Method parameters, like name, are annotated with @Sink(CONDITIONAL) by default and the source is defaulted base on what is allowed to flow to conditionals. ANY→CONDTIONAL is added to the flow policy by default, so the default types for fields in this class is @Sink(CONDITIONAL) @Source(ANY).
public AccountData(@Source(LITERAL) String name, AuthenticatorDescription description)
This warning could also have been corrected by annotating mName with @Sink(CONDITIONAL). In general, you should pick that least permissive one. Literals are only allowed to flow to four sinks, but any source can flow to conditionals, so @Source(LITERAL) is less permissive than @Sink(CONDITIONAL).
Run the Information Flow Checker again. Only four errors should be issued.
.../ContactManager/src/com/example/android/contactmanager/ContactAdder.java:387: warning: incompatible types in return. return convertView; ^ found : @Sink(CONDITIONAL) @Source(ANY) View required: @Sink({CONDITIONAL, DISPLAY, WRITE_LOGS, CONTENT_PROVIDER}) @Source(LITERAL) View
This is an “incompatible types in return” error. It means that the type of returned by this method, the found type, is not a subtype of the declared return type of this method, the required type.
public View getDropDownView(int position, @Source(LITERAL) View convertView, ViewGroup parent)
Run the Information Flow Checker again. Only three errors should be issued.
.../ContactManager/src/com/example/android/contactmanager/ContactManager.java:74: warning: incompatible types in argument. Log.d(TAG, "mShowInvisibleControl changed: " + isChecked); ^ found : @Sink(CONDITIONAL) @Source(ANY) String required: @Sink(WRITE_LOGS) @Source({LITERAL, USER_INPUT, CONTENT_PROVIDER}) String
This is an “incompatible types in argument” error. It means that the type of argument, the found type, is not a subtype of the formal parameter type of the method called, the required type.
public void onCheckedChanged(CompoundButton buttonView, @Source(USER_INPUT) boolean isChecked)
Run the Information Flow Checker; there should be 2 warnings.
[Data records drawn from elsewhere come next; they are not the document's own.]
PR #315, opened 2019-03-07
feat(Rule): update fields to properties and lists to observable

thestonefox:

### DIFF
--- a/Runtime/Rule/ListContainsRule.cs
+++ b/Runtime/Rule/ListContainsRule.cs
@@ -1,9 +1,10 @@
 ﻿namespace Zinnia.Rule
 {
     using UnityEngine;
-    using System.Collections.Generic;
     using Malimbe.XmlDocumentationAttribute;
     using Malimbe.BehaviourStateRequirementMethod;
+    using Malimbe.PropertySerializationAttribute;
+    using Zinnia.Data.Collection;
 
     /// <summary>
     /// Determines whether an object is part of a list.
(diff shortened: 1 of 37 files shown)


Runtime/Rule/ListContainsRule.cs
```diff
@@ -13,15 +14,16 @@ public class ListContainsRule : MonoBehaviour, IRule
...
+        [field: DocumentedByXml]
+        public UnityObjectObservableList Objects { get; set; }
 
         /// <inheritdoc />
         [RequiresBehaviourState]
         public virtual bool Accepts(object target)
         {
             Object targetObject = target as Object;
-            return targetObject != null && objects.Contains(targetObject);
+            return targetObject != null && Objects != null && Objects.Contains(targetObject);
```
bddckr:
```suggestion
            return targetObject != null && Objects.Contains(targetObject);
```

Runtime/Rule/ListContainsRule.cs
```diff
@@ -13,15 +14,16 @@ public class ListContainsRule : MonoBehaviour, IRule
...
-        [DocumentedByXml]
-        public List<Object> objects = new List<Object>();
+        [Serialized]
+        [field: DocumentedByXml]
+        public UnityObjectObservableList Objects { get; set; }
 
         /// <inheritdoc />
         [RequiresBehaviourState]
         public virtual bool Accepts(object target)
         {
```
bddckr:
```suggestion
         {
             if (Objects == null)
             {
                 return false;
             }
```
This saves the cast and null-check for `targetObject` below.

.../ContactManager/src/com/example/android/contactmanager/ContactManager.java:77: warning: incompatible types in assignment. mShowInvisible = isChecked; ^ found : @Sink({CONDITIONAL, WRITE_LOGS, CONTENT_PROVIDER}) @Source(USER_INPUT) boolean required: @Sink({CONDITIONAL, DISPLAY, WRITE_LOGS, CONTENT_PROVIDER}) @Source(LITERAL) boolean
private @Source(USER_INPUT) boolean mShowInvisible;
Run the Information Flow Checker; there should be 3 warnings. Two of the warnings are because of the annotation that was just added.
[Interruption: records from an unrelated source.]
PR #319, opened 2019-03-09
feat(Haptics):  update fields to properties and lists to observable

thestonefox:

### DIFF
--- a/Runtime/Haptics/AudioClipHapticPulser.cs
+++ b/Runtime/Haptics/AudioClipHapticPulser.cs
@@ -3,34 +3,38 @@
     using UnityEngine;
     using System.Collections;
     using Malimbe.XmlDocumentationAttribute;
+    using Malimbe.PropertySerializationAttribute;
 
     /// <summary>
-    /// Creates a haptic pattern based on the waveform of an <see cref="UnityEngine.AudioClip"/> and utilizes a <see cref="HapticPulser"/> to create the effect.
+    /// Creates a haptic pattern based on the waveform of an <see cref="UnityEngine.AudioClip"/> and utilizes a <see cref="Haptics.HapticPulser"/> to create the effect.
     /// </summary>
     public class AudioClipHapticPulser : HapticProcess
     {
         /// <summary>
         /// The pulse process to utilize.
         /// </summary>
-        [DocumentedByXml]
-        public HapticPulser hapticPulser;
+        [Serialized]
+        [field: DocumentedByXml]
+        public HapticPulser HapticPulser { get; set; }
         /// <summary>
         /// The waveform to represent the haptic pattern.
         /// </summary>
-        [DocumentedByXml]
-        public AudioClip audioClip;
+        [Serialized]
+        [field: DocumentedByXml]
+        public AudioClip AudioClip { get; set; }
         /// <summary>
         /// Multiplies the current audio peak to affect the wave intensity.
         /// </summary>
-        [DocumentedByXml]
-        public float intensityMultiplier = 1f;
+        [Serialized]
+        [field: DocumentedByXml]
+        public float IntensityMultiplier { get; set; } = 1f;
 
         /// <summary>
         /// A reference to the started routine.
         /// </summary>
         protected Coroutine hapticRoutine;
         /// <summary>
-        /// The original intensity of the provided <see cref="HapticPulser"/> to reset back to after the process is complete.
+        /// The original intensity of <see cref="HapticPulser"/> to reset back to after the process is complete.
         /// </summary>
         protected float cachedIntensity;
         /// <summary>
@@ -41,13 +45,13 @@
         /// <inheritdoc />
         public override bool IsActive()
         {
-            return (base.IsActive() && hapticPulser != null && audioClip != null && hapticPulser.IsActive());
+            return base.IsActive() && HapticPulser != null && AudioClip != null && HapticPulser.IsActive();
         }
 
         /// <inheritdoc />
         protected override void DoBegin()
         {
-            cachedIntensity = hapticPulser.Intensity;
+            cachedIntensity = HapticPulser.Intensity;
             hapticRoutine = StartCoroutine(HapticProcessRoutine());
         }
 
@@ -61,7 +65,7 @@
 
             StopCoroutine(hapticRoutine);
             hapticRoutine = null;
-            hapticPulser.Cancel();
+            HapticPulser.Cancel();
             ResetIntensity();
         }
 
@@ -70,11 +74,11 @@
         /// </summary>
         protected virtual void ResetIntensity()
         {
-            hapticPulser.Intensity = cachedIntensity;
+            HapticPulser.Intensity = cachedIntensity;
         }
 
         /// <summary>
-        /// Enumerates through the given <see cref="AudioClip"/> and pulses for each amplitude of the wave.
+        /// Enumerates through <see cref="AudioClip"/> and pulses for each amplitude of the wave.
         /// </summary>
         /// <returns>An Enumerator to manage the running of the Coroutine.</returns>
         protected virtual IEnumerator HapticProcessRoutine()
@@ -82,21 +86,21 @@
             float[] audioData = new float[BufferSize];
             int sampleOffset = -BufferSize;
             float startTime = Time.time;
-            float length = audioClip.length;
+            float length = AudioClip.length;
             float endTime = startTime + length;
-            float sampleRate = audioClip.samples;
+            float sampleRate = AudioClip.samples;
             while (Time.time <= endTime)
             {
                 float lerpVal = (Time.time - startTime) / length;
                 int sampleIndex = (int)(sampleRate * lerpVal);
                 if (sampleIndex >= sampleOffset + BufferSize)
                 {
-                    audioClip.GetData(audioData, sampleIndex);
+                    AudioClip.GetData(audioData, sampleIndex);
                     sampleOffset = sampleIndex;
                 }
                 float currentSample = Mathf.Abs(audioData[sampleIndex - sampleOffset]);
-                hapticPulser.Intensity = currentSample * intensityMultiplier;
-                hapticPulser.Begin();
+                HapticPulser.Intensity = currentSample * IntensityMultiplier;
+                HapticPulser.Begin();
                 yield return null;
             }
             ResetIntensity();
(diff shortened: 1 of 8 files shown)


Runtime/Haptics/AudioClipHapticPulser.cs
```diff
@@ -2,35 +2,40 @@
...
+        [field: DocumentedByXml]
+        public float IntensityMultiplier { get; set; } = 1f;
 
         /// <summary>
         /// A reference to the started routine.
         /// </summary>
         protected Coroutine hapticRoutine;
         /// <summary>
-        /// The original intensity of the provided <see cref="HapticPulser"/> to reset back to after the process is complete.
+        /// The original intensity of the provided <see cref="Haptics.HapticPulser"/> to reset back to after the process is complete.
```
bddckr:
```suggestion
        /// The original intensity of <see cref="HapticPulser"/> to reset back to after the process is complete.
```

Runtime/Haptics/AudioClipHapticPulser.cs
```diff
@@ -2,35 +2,40 @@
...
+    /// Creates a haptic pattern based on the waveform of an <see cref="UnityEngine.AudioClip"/> and utilizes a <see cref="Haptics.HapticPulser"/> to create the effect.
     /// </summary>
     public class AudioClipHapticPulser : HapticProcess
     {
         /// <summary>
         /// The pulse process to utilize.
         /// </summary>
-        [DocumentedByXml]
-        public HapticPulser hapticPulser;
+        [Serialized, Cleared]
```
bddckr:
```suggestion
        [Serialized]
```

Runtime/Haptics/AudioClipHapticPulser.cs
```diff
@@ -2,35 +2,40 @@
...
+        [field: DocumentedByXml]
+        public HapticPulser HapticPulser { get; set; }
         /// <summary>
         /// The waveform to represent the haptic pattern.
         /// </summary>
-        [DocumentedByXml]
-        public AudioClip audioClip;
+        [Serialized, Cleared]
```
bddckr:
```suggestion
        [Serialized]
```

Runtime/Haptics/AudioClipHapticPulser.cs
```diff
@@ -70,33 +75,33 @@ protected override void DoCancel()
         /// </summary>
         protected virtual void ResetIntensity()
         {
-            hapticPulser.Intensity = cachedIntensity;
+            HapticPulser.Intensity = cachedIntensity;
         }
 
         /// <summary>
-        /// Enumerates through the given <see cref="AudioClip"/> and pulses for each amplitude of the wave.
+        /// Enumerates through the given <see cref="UnityEngine.AudioClip"/> and pulses for each amplitude of the wave.
```
bddckr:
```suggestion
        /// Enumerates through <see cref="AudioClip"/> and pulses for each amplitude of the wave.
```

Runtime/Haptics/HapticPulser.cs
```diff
@@ -14,19 +13,17 @@ public abstract class HapticPulser : HapticProcess
         /// <summary>
         /// The intensity of the haptic rumble.
         /// </summary>
-        [Serialized, /*Validated*/]
-        [field: Range(0f, 1f), DocumentedByXml]
+        [Serialized,]
```
bddckr:
```suggestion
        [Serialized]
```

Runtime/Haptics/HapticPulser.cs
```diff
@@ -1,10 +1,9 @@
 ﻿namespace Zinnia.Haptics
 {
-    using Malimbe.PropertySerializationAttribute;
-    /*using Malimbe.PropertySetterMethod;*/
-    /*using Malimbe.PropertyValidationMethod;*/
-    using Malimbe.XmlDocumentationAttribute;
     using UnityEngine;
+    using Malimbe.XmlDocumentationAttribute;
```
bddckr: The order of these three imports isn't correct. Let's order in alphabetical order.

Runtime/Haptics/HapticPulser.cs
```diff
@@ -14,19 +13,17 @@ public abstract class HapticPulser : HapticProcess
...
         /// </summary>
-        /// <param name="previousValue">The previous value.</param>
-        /// <param name="newValue">The new value.</param>
-        /*[CalledBySetter(nameof(Intensity))]*/
-        protected virtual void OnIntensityChange(float previousValue, ref float newValue)
+        [CalledAfterChangeOf(nameof(Intensity))]
+        protected virtual void OnAfterIntensityChange()
         {
-            newValue = Mathf.Clamp01(newValue);
+            Intensity = Mathf.Clamp01(Intensity);
```
bddckr: This loops infinitely - check if the desired result `Mathf.Clamp01(Intensity)` isn't already the value of `Intensity`.

Runtime/Haptics/TimedHapticProcess.cs
```diff
@@ -2,32 +2,33 @@
 {
     using UnityEngine;
     using System.Collections;
-    using Malimbe.PropertySerializationAttribute;
-    /*using Malimbe.PropertyValidationMethod;*/
+    using Malimbe.MemberClearanceMethod;
```
bddckr: Alphabetical order.

Runtime/Haptics/AudioClipHapticPulser.cs
```diff
@@ -41,13 +46,13 @@ public class AudioClipHapticPulser : HapticProcess
         /// <inheritdoc />
         public override bool IsActive()
         {
-            return (base.IsActive() && hapticPulser != null && audioClip != null && hapticPulser.IsActive());
+            return (base.IsActive() && HapticPulser != null && AudioClip != null && HapticPulser.IsActive());
```
bddckr:
```suggestion
            return base.IsActive() && HapticPulser != null && AudioClip != null && HapticPulser.IsActive();
```
Might as well while we're touching this. 😄

Runtime/Haptics/TimedHapticProcess.cs
```diff
@@ -62,11 +63,11 @@ protected override void DoCancel()
 
             StopCoroutine(hapticRoutine);
             hapticRoutine = null;
-            hapticProcess.Cancel();
+            HapticProcess.Cancel();
         }
 
         /// <summary>
-        /// Enumerates for the specified duration calling the given <see cref="hapticProcess"/> with a specified interval delay between each call.
+        /// Enumerates for the specified duration calling the given <see cref="HapticProcess"/> with a specified interval delay between each call.
```
bddckr:
```suggestion
        /// Enumerates for the specified duration calling <see cref="HapticProcess"/> with a specified interval delay between each call.
```

Runtime/Haptics/XRNodeHapticPulser.cs
```diff
@@ -1,7 +1,8 @@
 ﻿namespace Zinnia.Haptics
 {
-    using Malimbe.XmlDocumentationAttribute;
     using UnityEngine.XR;
+    using Malimbe.XmlDocumentationAttribute;
```
bddckr: Alphabetical order.

Runtime/Haptics/AudioClipHapticPulser.cs
```diff
@@ -2,35 +2,40 @@
 {
     using UnityEngine;
     using System.Collections;
+    using Malimbe.MemberClearanceMethod;
```
bddckr: Alphabetical order.

Runtime/Haptics/HapticProcessor.cs
```diff
@@ -1,7 +1,8 @@
 ﻿namespace Zinnia.Haptics
 {
-    using System.Collections.Generic;
     using Malimbe.XmlDocumentationAttribute;
+    using Malimbe.PropertySerializationAttribute;
```
bddckr: Alphabetical order.

Runtime/Haptics/AudioClipHapticPulser.cs
thestonefox: I've been putting them in order of string length (so it looks neat and pleasing to the eye :) )

bddckr: Heh, sadly I can't tell my auto-formatting of the IDE **that**.

thestonefox: The problem with alphabetical order is it puts out the order of importance.

Unity
System
Malimbe
Zinnia
VRTK

Runtime/Haptics/HapticPulser.cs
thestonefox: what's the most efficient check here?

```
float clampedIntensity = Mathf.Clamp01(Intensity);
if (! Intensity.ApproxEquals(clampedIntensity)) {
  Intensity = clampedIntensity;
}
```

or just simply

```
if (Intensity < 0 || Intensity > 1)
{
    Intensity = Mathf.Clamp01(Intensity);
}
```

Runtime/Haptics/AudioClipHapticPulser.cs
bddckr: I was only suggesting that order inside the same root namespace, so it's still whatever order we want between those. We're not consistent so far anyway with this - there's plenty of using blocks not adhering to it which may be a result of me using auto-formatting as well as us doing refactoring and whole repo splits but then not going through all of these.

To me using statements are to make the compiler happy, I never look at them myself so I prefer automatic management of them.

Runtime/Haptics/HapticPulser.cs
bddckr: Let's use the former (without the space after the negation 😉) - the difference is negligible and that first solution reads easier as it says "this is what it should be, is it already? OK set it".

thestonefox: The former always performs a clamp operation even when it's not required. to me the latter is easier to understand.

if the number is less than 0 or greater than 1 then clamp between 0 and 1

you also don't have to do the clamp every time.

Runtime/Haptics/AudioClipHapticPulser.cs
thestonefox: i'd say we dont bother updating stuff like namespaces in these PRs (as the other tracking PR which is huge will have loads of these cases). I suggest we do a code format clean up at the end

Runtime/Haptics/HapticPulser.cs
bddckr: The most efficient solution is to clamp yourself, as you're already doing half of the job the Clamp call does by doing the if check here. But that's way too long.

Go with whatever you feel like.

.../ContactManager/src/com/example/android/contactmanager/ContactManager.java:63: warning: incompatible types in assignment. mShowInvisible = false; ^ found : @Sink({CONDITIONAL,DISPLAY, WRITE_LOGS, CONTENT_PROVIDER}) @Source(LITERAL) boolean required: @Sink({CONDITIONAL, WRITE_LOGS, CONTENT_PROVIDER}) @Source(USER_INPUT) boolean
private @Source({USER_INPUT, LITERAL}) boolean mShowInvisible;
Run the Information Flow Checker; there should be 1 warning. The last change fixed two warnings.
.../ContactManager/src/com/example/android/contactmanager/ContactManager.java:118: warning: incompatible types in return. return managedQuery(uri, projection, selection, selectionArgs, sortOrder); ^ found : @Sink({CONDITIONAL, DISPLAY, WRITE_LOGS, CONTENT_PROVIDER}) @Source(CONTENT_PROVIDER) Cursor required: @Sink({CONDITIONAL, DISPLAY, WRITE_LOGS, CONTENT_PROVIDER}) @Source(LITERAL) Cursor
private @Source(CONTENT_PROVIDER)
Cursor getContacts()
Run the Information Flow Checker; there should be no warnings.
Now that the Information Flow Checker no longer reports any warnings, it guarantees that ContactManger only contains the information flows in the flow policy.